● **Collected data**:
<<<<
PR #15883, opened 2023-10-06
[Unity][Transform] Allow static Relax arguments to dynamic PrimFunc

Lunderberg:
Prior to this commit, the `relax.transform.FuseTIR` transform required that the shapes arguments passed into a `PrimFunc` be structurally equivalent to the shapes of the parameters, and that any replacement of symbolic `tir.Var` be with a symbolic `tir.Var` in the fused function.

This commit updates the `SymbolicMatcher` to instead extract a `Map<tir::Var, PrimExpr>`.  As a result, a Relax tensor with statically-known shape can be passed into a TIR PrimFunc with dynamic shape.  The resulting fused TIR function is in terms of the statically-known shape, and no longer contains the symbolic variable.

### DIFF
--- a/src/relax/transform/fuse_tir.cc
+++ b/src/relax/transform/fuse_tir.cc
@@ -62,10 +62,6 @@ class SymbolicMatcher : ExprFunctor<bool(const PrimExpr& n, const PrimExpr& othe
     } else {
       return ExprFunctor::VisitExpr(node, other);
     }
-    // bool matched = node.same_as(other) || ((node->type_index() == other->type_index()) &&
-    //                                     node.dtype().code() == other.dtype().code());
-
-    // return matched && ExprFunctor::VisitExpr(node, other);
   }
 
 #define TVM_DECLARE_SYMBOLIC_MATCHER_BINOP(OpName)               \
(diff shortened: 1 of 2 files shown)


masahi:
cc @Hzfengsy

src/relax/transform/fuse_tir.cc
```diff
@@ -39,31 +39,41 @@ namespace tir {
...
-    return matched && ExprFunctor::VisitExpr(n, other);
+  bool VisitExpr(const PrimExpr& node, const PrimExpr& other) {
+    if (node.same_as(other)) {
+      return true;
+    } else if (node.dtype().code() != other.dtype().code()) {
+      return false;
+    } else {
+      return ExprFunctor::VisitExpr(node, other);
+    }
+    // bool matched = node.same_as(other) || ((node->type_index() == other->type_index()) &&
```
Hzfengsy, line 65: Please remove useless lines

Hzfengsy (approved):
General LGTM.

src/relax/transform/fuse_tir.cc
Lunderberg: Thank you for the catch, and removed.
>>>>
Reproduce each of the entries exactly, omitting none.

● **SOLUTION FOR THIS TASK**:
PR #15883, opened 2023-10-06
[Unity][Transform] Allow static Relax arguments to dynamic PrimFunc

Lunderberg:
Prior to this commit, the `relax.transform.FuseTIR` transform required that the shapes arguments passed into a `PrimFunc` be structurally equivalent to the shapes of the parameters, and that any replacement of symbolic `tir.Var` be with a symbolic `tir.Var` in the fused function.

This commit updates the `SymbolicMatcher` to instead extract a `Map<tir::Var, PrimExpr>`.  As a result, a Relax tensor with statically-known shape can be passed into a TIR PrimFunc with dynamic shape.  The resulting fused TIR function is in terms of the statically-known shape, and no longer contains the symbolic variable.

### DIFF
--- a/src/relax/transform/fuse_tir.cc
+++ b/src/relax/transform/fuse_tir.cc
@@ -62,10 +62,6 @@ class SymbolicMatcher : ExprFunctor<bool(const PrimExpr& n, const PrimExpr& othe
     } else {
       return ExprFunctor::VisitExpr(node, other);
     }
-    // bool matched = node.same_as(other) || ((node->type_index() == other->type_index()) &&
-    //                                     node.dtype().code() == other.dtype().code());
-
-    // return matched && ExprFunctor::VisitExpr(node, other);
   }
 
 #define TVM_DECLARE_SYMBOLIC_MATCHER_BINOP(OpName)               \
(diff shortened: 1 of 2 files shown)


masahi:
cc @Hzfengsy

src/relax/transform/fuse_tir.cc
```diff
@@ -39,31 +39,41 @@ namespace tir {
...
-    return matched && ExprFunctor::VisitExpr(n, other);
+  bool VisitExpr(const PrimExpr& node, const PrimExpr& other) {
+    if (node.same_as(other)) {
+      return true;
+    } else if (node.dtype().code() != other.dtype().code()) {
+      return false;
+    } else {
+      return ExprFunctor::VisitExpr(node, other);
+    }
+    // bool matched = node.same_as(other) || ((node->type_index() == other->type_index()) &&
```
Hzfengsy, line 65: Please remove useless lines

Hzfengsy (approved):
General LGTM.

src/relax/transform/fuse_tir.cc
Lunderberg: Thank you for the catch, and removed.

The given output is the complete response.